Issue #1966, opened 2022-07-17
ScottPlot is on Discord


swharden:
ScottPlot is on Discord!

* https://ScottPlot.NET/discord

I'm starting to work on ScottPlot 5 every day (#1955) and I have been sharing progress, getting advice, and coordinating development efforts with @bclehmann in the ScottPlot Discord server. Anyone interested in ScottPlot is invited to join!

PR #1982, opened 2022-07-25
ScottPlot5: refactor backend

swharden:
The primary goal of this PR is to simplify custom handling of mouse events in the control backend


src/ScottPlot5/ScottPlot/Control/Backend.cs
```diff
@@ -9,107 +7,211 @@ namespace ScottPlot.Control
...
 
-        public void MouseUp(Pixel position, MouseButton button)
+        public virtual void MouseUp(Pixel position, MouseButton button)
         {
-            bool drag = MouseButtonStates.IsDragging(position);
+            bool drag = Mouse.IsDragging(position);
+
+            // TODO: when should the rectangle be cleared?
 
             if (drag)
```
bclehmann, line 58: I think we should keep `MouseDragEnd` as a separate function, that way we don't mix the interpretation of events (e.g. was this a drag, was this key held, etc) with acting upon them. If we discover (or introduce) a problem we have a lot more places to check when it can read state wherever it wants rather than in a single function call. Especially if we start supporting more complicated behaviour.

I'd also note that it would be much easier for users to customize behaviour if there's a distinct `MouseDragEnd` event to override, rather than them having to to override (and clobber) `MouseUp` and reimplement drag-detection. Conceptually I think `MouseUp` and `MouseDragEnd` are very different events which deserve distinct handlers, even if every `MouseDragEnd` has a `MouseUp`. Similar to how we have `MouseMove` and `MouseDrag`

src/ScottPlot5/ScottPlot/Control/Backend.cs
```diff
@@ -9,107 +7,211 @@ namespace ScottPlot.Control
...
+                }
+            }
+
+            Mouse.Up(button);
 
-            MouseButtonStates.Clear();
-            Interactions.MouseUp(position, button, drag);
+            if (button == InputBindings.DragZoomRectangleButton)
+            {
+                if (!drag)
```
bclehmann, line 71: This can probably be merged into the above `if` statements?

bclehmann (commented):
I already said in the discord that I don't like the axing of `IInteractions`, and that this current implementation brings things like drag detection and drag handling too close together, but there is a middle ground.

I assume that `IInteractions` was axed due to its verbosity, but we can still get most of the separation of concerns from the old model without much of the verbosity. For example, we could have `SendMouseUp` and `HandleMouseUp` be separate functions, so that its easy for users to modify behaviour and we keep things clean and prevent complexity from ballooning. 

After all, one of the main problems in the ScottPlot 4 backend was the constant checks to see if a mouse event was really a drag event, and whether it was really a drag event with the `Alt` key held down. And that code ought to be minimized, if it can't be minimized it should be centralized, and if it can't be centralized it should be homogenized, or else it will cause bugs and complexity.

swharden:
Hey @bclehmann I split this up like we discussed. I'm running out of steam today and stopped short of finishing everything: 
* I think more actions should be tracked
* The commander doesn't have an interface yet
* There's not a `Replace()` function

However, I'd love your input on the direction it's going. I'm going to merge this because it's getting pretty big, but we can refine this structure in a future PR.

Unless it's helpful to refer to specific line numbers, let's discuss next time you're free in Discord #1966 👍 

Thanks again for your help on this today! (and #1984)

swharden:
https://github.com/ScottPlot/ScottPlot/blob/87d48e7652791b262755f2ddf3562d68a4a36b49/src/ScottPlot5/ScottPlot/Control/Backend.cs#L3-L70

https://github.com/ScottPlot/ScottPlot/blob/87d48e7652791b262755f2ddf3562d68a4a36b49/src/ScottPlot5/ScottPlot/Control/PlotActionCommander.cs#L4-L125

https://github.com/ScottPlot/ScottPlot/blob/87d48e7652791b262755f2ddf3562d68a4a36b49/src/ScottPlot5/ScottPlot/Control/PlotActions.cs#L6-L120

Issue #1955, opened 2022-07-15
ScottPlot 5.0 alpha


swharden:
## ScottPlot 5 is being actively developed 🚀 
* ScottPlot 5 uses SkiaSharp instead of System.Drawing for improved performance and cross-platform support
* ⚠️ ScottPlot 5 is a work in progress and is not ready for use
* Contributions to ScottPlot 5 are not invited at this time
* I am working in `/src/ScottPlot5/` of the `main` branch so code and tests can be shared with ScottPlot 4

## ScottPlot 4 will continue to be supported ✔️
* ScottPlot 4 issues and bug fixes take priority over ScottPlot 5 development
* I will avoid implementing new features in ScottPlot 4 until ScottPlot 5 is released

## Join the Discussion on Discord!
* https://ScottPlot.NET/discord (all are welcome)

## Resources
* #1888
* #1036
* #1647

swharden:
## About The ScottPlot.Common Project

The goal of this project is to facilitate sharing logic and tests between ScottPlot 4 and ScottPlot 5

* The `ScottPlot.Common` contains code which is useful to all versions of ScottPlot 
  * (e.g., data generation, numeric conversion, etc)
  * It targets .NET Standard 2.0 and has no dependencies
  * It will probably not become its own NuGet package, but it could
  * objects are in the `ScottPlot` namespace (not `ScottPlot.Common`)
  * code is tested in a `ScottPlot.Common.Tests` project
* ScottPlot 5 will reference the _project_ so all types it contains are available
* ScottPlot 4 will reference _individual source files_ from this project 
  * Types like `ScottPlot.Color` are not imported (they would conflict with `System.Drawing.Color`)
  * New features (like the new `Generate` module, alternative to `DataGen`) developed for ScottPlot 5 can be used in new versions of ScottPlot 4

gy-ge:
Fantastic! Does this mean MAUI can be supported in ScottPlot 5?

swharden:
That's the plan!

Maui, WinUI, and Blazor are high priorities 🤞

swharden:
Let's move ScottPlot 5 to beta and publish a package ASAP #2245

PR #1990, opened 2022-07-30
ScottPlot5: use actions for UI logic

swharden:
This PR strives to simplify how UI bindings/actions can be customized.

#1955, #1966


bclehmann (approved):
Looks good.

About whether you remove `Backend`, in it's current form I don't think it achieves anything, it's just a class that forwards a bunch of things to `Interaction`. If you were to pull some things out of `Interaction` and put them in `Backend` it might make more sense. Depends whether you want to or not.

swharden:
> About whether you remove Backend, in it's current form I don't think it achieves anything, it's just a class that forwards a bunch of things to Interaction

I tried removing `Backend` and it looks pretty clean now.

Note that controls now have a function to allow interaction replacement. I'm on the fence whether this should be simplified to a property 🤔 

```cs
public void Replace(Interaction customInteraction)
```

———

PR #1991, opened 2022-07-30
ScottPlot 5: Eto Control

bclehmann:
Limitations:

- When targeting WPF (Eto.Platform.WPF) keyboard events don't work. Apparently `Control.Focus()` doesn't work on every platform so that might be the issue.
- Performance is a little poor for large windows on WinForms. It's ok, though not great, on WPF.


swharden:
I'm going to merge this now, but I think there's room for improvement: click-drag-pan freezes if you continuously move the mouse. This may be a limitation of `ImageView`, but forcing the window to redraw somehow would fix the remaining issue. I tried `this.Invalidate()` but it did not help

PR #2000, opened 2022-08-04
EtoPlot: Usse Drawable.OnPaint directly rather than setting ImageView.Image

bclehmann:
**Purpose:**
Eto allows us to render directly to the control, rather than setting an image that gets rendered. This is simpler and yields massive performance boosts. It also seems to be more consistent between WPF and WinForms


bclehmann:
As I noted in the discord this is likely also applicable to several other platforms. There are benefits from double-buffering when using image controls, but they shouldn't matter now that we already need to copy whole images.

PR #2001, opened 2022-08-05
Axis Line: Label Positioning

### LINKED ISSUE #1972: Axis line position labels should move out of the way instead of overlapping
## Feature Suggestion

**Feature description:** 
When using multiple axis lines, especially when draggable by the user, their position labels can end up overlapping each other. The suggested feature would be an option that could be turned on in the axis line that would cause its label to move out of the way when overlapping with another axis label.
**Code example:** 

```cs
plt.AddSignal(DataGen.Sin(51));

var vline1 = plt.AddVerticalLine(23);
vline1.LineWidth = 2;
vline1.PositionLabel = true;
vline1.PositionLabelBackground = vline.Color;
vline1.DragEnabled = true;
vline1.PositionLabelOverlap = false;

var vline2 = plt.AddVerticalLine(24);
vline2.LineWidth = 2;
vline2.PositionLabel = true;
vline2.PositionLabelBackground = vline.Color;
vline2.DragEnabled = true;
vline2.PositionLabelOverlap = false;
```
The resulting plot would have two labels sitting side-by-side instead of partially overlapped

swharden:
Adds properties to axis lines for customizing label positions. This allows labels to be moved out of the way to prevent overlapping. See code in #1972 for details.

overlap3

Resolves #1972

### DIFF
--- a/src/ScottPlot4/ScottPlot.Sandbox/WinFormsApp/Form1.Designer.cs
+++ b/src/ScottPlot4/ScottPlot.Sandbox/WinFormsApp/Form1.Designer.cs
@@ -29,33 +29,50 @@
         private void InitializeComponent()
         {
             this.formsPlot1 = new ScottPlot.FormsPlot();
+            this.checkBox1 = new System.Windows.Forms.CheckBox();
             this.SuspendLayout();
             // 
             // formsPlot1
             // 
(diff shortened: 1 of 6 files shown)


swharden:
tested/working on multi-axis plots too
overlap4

———

What the task asks >> Only the lines above from the one with "## About The ScottPlot.Common Project" through the one with "Looks good." should be duplicated, character for character.

Written response >>
## About The ScottPlot.Common Project

The goal of this project is to facilitate sharing logic and tests between ScottPlot 4 and ScottPlot 5

* The `ScottPlot.Common` contains code which is useful to all versions of ScottPlot 
  * (e.g., data generation, numeric conversion, etc)
  * It targets .NET Standard 2.0 and has no dependencies
  * It will probably not become its own NuGet package, but it could
  * objects are in the `ScottPlot` namespace (not `ScottPlot.Common`)
  * code is tested in a `ScottPlot.Common.Tests` project
* ScottPlot 5 will reference the _project_ so all types it contains are available
* ScottPlot 4 will reference _individual source files_ from this project 
  * Types like `ScottPlot.Color` are not imported (they would conflict with `System.Drawing.Color`)
  * New features (like the new `Generate` module, alternative to `DataGen`) developed for ScottPlot 5 can be used in new versions of ScottPlot 4

gy-ge:
Fantastic! Does this mean MAUI can be supported in ScottPlot 5?

swharden:
That's the plan!

Maui, WinUI, and Blazor are high priorities 🤞

swharden:
Let's move ScottPlot 5 to beta and publish a package ASAP #2245

PR #1990, opened 2022-07-30
ScottPlot5: use actions for UI logic

swharden:
This PR strives to simplify how UI bindings/actions can be customized.

#1955, #1966


bclehmann (approved):
Looks good.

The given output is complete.